The black-eared flying fox, species Pteropus melanotus, is a bat of the family Pteropodidae (megabats). Also known as Blyth's flying fox, it is found on the Andaman Islands and Nicobar Islands (India), and in Sumatra (Indonesia). A population on Christmas Island, which is critically endangered, has been placed as a subspecies of this population, although it may be a distinct species. Pteropus natalis.

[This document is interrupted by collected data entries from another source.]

PR #536, opened 2018-07-22
Update civicrm_rules_event.inc

yurg:
There are 3 Rule Events available for CiviCRM Contact: 

* After updating an existing civicrm contact
* CiviCRM Contact has been updated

==Distribution and habitat==
The black-eared flying fox is native to various island groups in the Indo-Pacific. These include the Andaman Islands, the Nicobar Islands, the Mentawai Islands. It mostly roosts in large colonies in forests near the coast, especially in mangrove areas.

==Biology==
The black-eared flying fox is more diurnal than most bats, emerging from its roosts before dusk and feeding on the fruits and flowers of at least twenty-six species of forest trees at least ten of which are introduced species. A single young is born annually.

==Status==
The black-eared flying fox faces a number of threats. Destruction of its forest habitat reduces the availability of roosting sites and the animal is hunted by man for food. The crushed bones of this species are used in traditional medicine to relieve asthma symptoms. However, it has proved adaptable to changes in diet and now feeds on a number of introduced species of plant. The IUCN has rated this species as "Vulnerable".